Behind the government’s bad opinion polling is more than just the actions of the prime minister — for the first time since 1975 we are seeing a serious break down in co-ordination between the treasurer and Treasury.

And just as the 1975 break down between treasurer and Treasury was a major cause of the destruction of the Whitlam government, so the latest breakdown looks set to be an important part of the defeat of the Gillard government.

Back in 1975 the then treasurer Jim Cairns supported the efforts to get a Pakistani banker called Tirath Khemlani to raise money for the Australian government. The head of treasury, the legendary Frederick Wheeler was enraged.

Nothing like that has happened in the latest break down but, like 1975, the political agenda has got in the way of smooth co-ordination between Treasury and the treasurer.

What makes the current break down so surprising is that both Treasurer Wayne Swan and his department head Martin Parkinson are good people, with Parkinson ranking high among department heads.

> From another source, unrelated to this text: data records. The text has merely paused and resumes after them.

PR #17145, opened 2023-06-29
test: Add web push it test

### LINKED ISSUE #17131: End-to-end test for Web Push Notifications
We need a TestBench end-to-end test for Web Push Notifications introduced in 24.2.0.alpha1.
The test should include:
1. [Enable](https://stackoverflow.com/a/39997484) web push notifications in browser
2. Subscribe browser to notifications with `WebPush`
3. Send message with `WebPush` and check that the notification reached the browser, some insight are given [here](https://sahajamit.medium.com/automated-testing-of-web-push-notifications-ffc8a2d85e3c)
4. Unsubscribe in the clean up method.

The test should be included into nightly builds to have less load on a push server, i.e. no need to include it into PR validation and snapshot validation.

caalador:
Closes #17131

### DIFF
--- a/flow-tests/test-webpush/pom.xml
+++ b/flow-tests/test-webpush/pom.xml
@@ -1,0 +1,85 @@
+<?xml version="1.0" encoding="UTF-8"?>
+<project xmlns="http://maven.apache.org/POM/4.0.0" xmlns:xsi="http://www.w3.org/2001/XMLSchema-instance" xsi:schemaLocation="http://maven.apache.org/POM/4.0.0 http://maven.apache.org/xsd/maven-4.0.0.xsd">
+    <modelVersion>4.0.0</modelVersion>
+    <parent>
+        <groupId>com.vaadin</groupId>
+        <artifactId>flow-tests</artifactId>
+        <version>24.2-SNAPSHOT</version>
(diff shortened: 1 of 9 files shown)


flow-tests/test-webpush/pom.xml
```diff
@@ -0,0 +1,85 @@
...
+        </dependency>
+        <dependency>
+            <groupId>com.vaadin</groupId>
+            <artifactId>test-dev-bundle</artifactId>
+            <version>${project.version}</version>
+        </dependency>
+        <dependency>
+            <groupId>com.vaadin</groupId>
+            <artifactId>vaadin-dev-server</artifactId>
+            <version>${project.version}</version>
```
mshabarov, line 35: Dev dependencies are not needed probably, because you run in prod mode with `build-frontend`

mshabarov (changes requested):

flow-tests/test-webpush/pom.xml
caalador: Removed. At first it was in dev mode, but that brings in extra things that we are not needing/testing.

mshabarov (approved):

They might publicly deny a break down but the facts tell another story. Here are five public breakdowns with my allocation of blame between Swan and Parkinson.

— The original Ken Henry mining tax proposal, which Swan and the then Prime Minister Kevin Rudd agreed to implement. Ken Henry was a brilliant former head of Treasury who was known as a person who sometimes had way out ideas.

Henry had undertaken a comprehensive examination of the tax system but clearly did not understand the effect of his proposal for the mining industry. Whether Treasury would have picked this up is not known but the Rudd-Swan decision to implement the Henry mining tax proposal was the mistake that led to the downfall of Kevin Rudd as prime minister and to the later to the treasurer/ Treasury breakdowns. (Blame score: Swan 10, Parkinson nil)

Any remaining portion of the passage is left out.